**Directions for this task**
Repeat the records below verbatim.
----- Source material -----
PR #4431, opened 2026-09-08
Fix blank configuration settings

### LINKED ISSUE #4430: Metalink feature currently unusable due to cvmfs variable-setting quirky behavior
I want to use CVMFS_EXTERNAL_METALINK now that OSDF redirectors are available and that bugs have been fixed in 2.14.1.  Unfortunately, one of the bugs fixed was that prior to 2.14.1, when CVMFS_EXTERNAL_METALINK is set to a blank string, cvmfs ignores CVMFS_EXTERNAL_URL.  Combined with the cvmfs quirky behavior that if a config variable is set within a conditional statement that is not executed then the variable is set to a blank string, that makes it impossible to define CVMFS_EXTERNAL_METALINK on new enough versions of cvmfs without breaking 2.13.x and 2.14.0.

DrDaveD:
This makes two changes related to configuration variables getting set to blank:
1. Adds `declare -g` to the prefixes recognized as setting variables.  This enables adding a backwards-compatible config variable setting that does not set a value to blank when the setting is only in a false conditional block, because previous versions will ignore the line.  EDIT: Since `declare -g` fails on Debian, instead use `export X VAR=VAL`.
2. If a variable is only set within a false conditional block, it will no longer get set to blank, it will just not be set.

- Fixes #4430

### DIFF
--- a/cvmfs/options.cc
+++ b/cvmfs/options.cc
@@ -64,6 +64,15 @@ string OptionsManager::TrimParameter(const string &parameter) {
   } else if (result.find("export ") == 0) {
     result = result.substr(7);
     result = Trim(result);
+    // This enables a hack to ignore a variable setting in cvmfs versions
+    // prior to 2.14.2 which also stopped setting variables to blank when
+    // they are defined only in false conditionals.  The hack is to use
+    // 'export X VAR=VAL', where VAR will be recognized in 2.14.2 and later
+    // and ignored prior to 2.14.2.
+    const size_t last_space = result.find_last_of(" ");
+    if (last_space != string::npos) {
+      result = result.substr(last_space + 1);
+    }
   } else if (result.find("eval ") == 0) {
     result = result.substr(5);
     result = Trim(result);
--- a/cvmfs/options.cc
+++ b/cvmfs/options.cc
@@ -248,10 +248,12 @@ void BashOptionsManager::ParsePath(const string &config_file,
 
     ConfigValue value;
     value.source = config_file;
-    const string sh_echo = "echo $" + parameter + "\n";
+    const string sh_echo = "echo ${" + parameter + "-xNOTxSETx}\n";
     WritePipe(fd_stdin, sh_echo.data(), sh_echo.length());
     GetLineFd(fd_stdout, &value.value);
-    PopulateParameter(parameter, value);
+    if (value.value != "xNOTxSETx") {
+      PopulateParameter(parameter, value);
+    }
   }
 
   close(fd_stderr);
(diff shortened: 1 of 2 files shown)


test/unittests/t_options.cc
```diff
@@ -94,7 +101,7 @@ TYPED_TEST(T_Options, ParsePath) {
   options_manager.ParsePath(config_file, false);
   options_manager.SwitchTemplateManager(opt_temp_mgr);
 
-  // printf("DUMP: ***\n%s\n***\n", options_manager.Dump().c_str());
+  printf("DUMP: ***\n%s\n***\n", options_manager.Dump().c_str());
```
vvolkl: Either re-comment or  use this facility:

```suggestion
SCOPED_TRACE(options_manager.Dump());
```
That should give output  only on error.

cvmfs/options.cc
```diff
@@ -239,10 +242,13 @@ void BashOptionsManager::ParsePath(const string &config_file,
 
     ConfigValue value;
     value.source = config_file;
-    const string sh_echo = "echo $" + parameter + "\n";
+    const string sh_echo = "if [ -v " + parameter + " ]; then echo $" + \
+                                parameter + "; else echo xNOTxSETx; fi\n";
```
vvolkl: There's a bashism here and we still need to support dash.
```suggestion
const string sh_echo = "if [ -n \"${" + parameter + "+x}\" ]; then echo $"
                       + parameter + "; else echo xNOTxSETx; fi\n";
```

vvolkl (changes requested):

vvolkl:
Actually, `declare -g` will also fail under dash. Will this be an issue for debian?

cvmfs/options.cc
DrDaveD: I assumed that since the class is called `BashOptionsManager` that we could rely on it being bash.  Is that not so?  ... oh, I see it calls `Shell()` which calls `/bin/sh` :-( 

I thought I had tried the `${parameter+x}` style first but my mistake was to read the man page and there it talks about `:+` expansion which is not what I want because it applies to both empty and unset the same.  Ah, the text before the list of expansions says "Omitting the colon results in a test  only  for  a  parameter  that  is unset".  That means a `${parameter-xNOTxSETx}` is the easiest thing to use.

DrDaveD:
> Actually, `declare -g` will also fail under dash. Will this be an issue for debian?

Yes, that's a problem.  Ok, I have an alternative that works for dash and bash: `export X VAR=VAL` will ignore VAR in older versions, but I'll make that be recognized instead of `declare -g`.

DrDaveD:
@vvolkl Please review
-----
**Exercise answer**
PR #4431, opened 2026-09-08
Fix blank configuration settings

### LINKED ISSUE #4430: Metalink feature currently unusable due to cvmfs variable-setting quirky behavior
I want to use CVMFS_EXTERNAL_METALINK now that OSDF redirectors are available and that bugs have been fixed in 2.14.1.  Unfortunately, one of the bugs fixed was that prior to 2.14.1, when CVMFS_EXTERNAL_METALINK is set to a blank string, cvmfs ignores CVMFS_EXTERNAL_URL.  Combined with the cvmfs quirky behavior that if a config variable is set within a conditional statement that is not executed then the variable is set to a blank string, that makes it impossible to define CVMFS_EXTERNAL_METALINK on new enough versions of cvmfs without breaking 2.13.x and 2.14.0.

DrDaveD:
This makes two changes related to configuration variables getting set to blank:
1. Adds `declare -g` to the prefixes recognized as setting variables.  This enables adding a backwards-compatible config variable setting that does not set a value to blank when the setting is only in a false conditional block, because previous versions will ignore the line.  EDIT: Since `declare -g` fails on Debian, instead use `export X VAR=VAL`.
2. If a variable is only set within a false conditional block, it will no longer get set to blank, it will just not be set.

- Fixes #4430

### DIFF
--- a/cvmfs/options.cc
+++ b/cvmfs/options.cc
@@ -64,6 +64,15 @@ string OptionsManager::TrimParameter(const string &parameter) {
   } else if (result.find("export ") == 0) {
     result = result.substr(7);
     result = Trim(result);
+    // This enables a hack to ignore a variable setting in cvmfs versions
+    // prior to 2.14.2 which also stopped setting variables to blank when
+    // they are defined only in false conditionals.  The hack is to use
+    // 'export X VAR=VAL', where VAR will be recognized in 2.14.2 and later
+    // and ignored prior to 2.14.2.
+    const size_t last_space = result.find_last_of(" ");
+    if (last_space != string::npos) {
+      result = result.substr(last_space + 1);
+    }
   } else if (result.find("eval ") == 0) {
     result = result.substr(5);
     result = Trim(result);
--- a/cvmfs/options.cc
+++ b/cvmfs/options.cc
@@ -248,10 +248,12 @@ void BashOptionsManager::ParsePath(const string &config_file,
 
     ConfigValue value;
     value.source = config_file;
-    const string sh_echo = "echo $" + parameter + "\n";
+    const string sh_echo = "echo ${" + parameter + "-xNOTxSETx}\n";
     WritePipe(fd_stdin, sh_echo.data(), sh_echo.length());
     GetLineFd(fd_stdout, &value.value);
-    PopulateParameter(parameter, value);
+    if (value.value != "xNOTxSETx") {
+      PopulateParameter(parameter, value);
+    }
   }
 
   close(fd_stderr);
(diff shortened: 1 of 2 files shown)


test/unittests/t_options.cc
```diff
@@ -94,7 +101,7 @@ TYPED_TEST(T_Options, ParsePath) {
   options_manager.ParsePath(config_file, false);
   options_manager.SwitchTemplateManager(opt_temp_mgr);
 
-  // printf("DUMP: ***\n%s\n***\n", options_manager.Dump().c_str());
+  printf("DUMP: ***\n%s\n***\n", options_manager.Dump().c_str());
```
vvolkl: Either re-comment or  use this facility:

```suggestion
SCOPED_TRACE(options_manager.Dump());
```
That should give output  only on error.

cvmfs/options.cc
```diff
@@ -239,10 +242,13 @@ void BashOptionsManager::ParsePath(const string &config_file,
 
     ConfigValue value;
     value.source = config_file;
-    const string sh_echo = "echo $" + parameter + "\n";
+    const string sh_echo = "if [ -v " + parameter + " ]; then echo $" + \
+                                parameter + "; else echo xNOTxSETx; fi\n";
```
vvolkl: There's a bashism here and we still need to support dash.
```suggestion
const string sh_echo = "if [ -n \"${" + parameter + "+x}\" ]; then echo $"
                       + parameter + "; else echo xNOTxSETx; fi\n";
```

vvolkl (changes requested):

vvolkl:
Actually, `declare -g` will also fail under dash. Will this be an issue for debian?

cvmfs/options.cc
DrDaveD: I assumed that since the class is called `BashOptionsManager` that we could rely on it being bash.  Is that not so?  ... oh, I see it calls `Shell()` which calls `/bin/sh` :-( 

I thought I had tried the `${parameter+x}` style first but my mistake was to read the man page and there it talks about `:+` expansion which is not what I want because it applies to both empty and unset the same.  Ah, the text before the list of expansions says "Omitting the colon results in a test  only  for  a  parameter  that  is unset".  That means a `${parameter-xNOTxSETx}` is the easiest thing to use.

DrDaveD:
> Actually, `declare -g` will also fail under dash. Will this be an issue for debian?

Yes, that's a problem.  Ok, I have an alternative that works for dash and bash: `export X VAR=VAL` will ignore VAR in older versions, but I'll make that be recognized instead of `declare -g`.

DrDaveD:
@vvolkl Please review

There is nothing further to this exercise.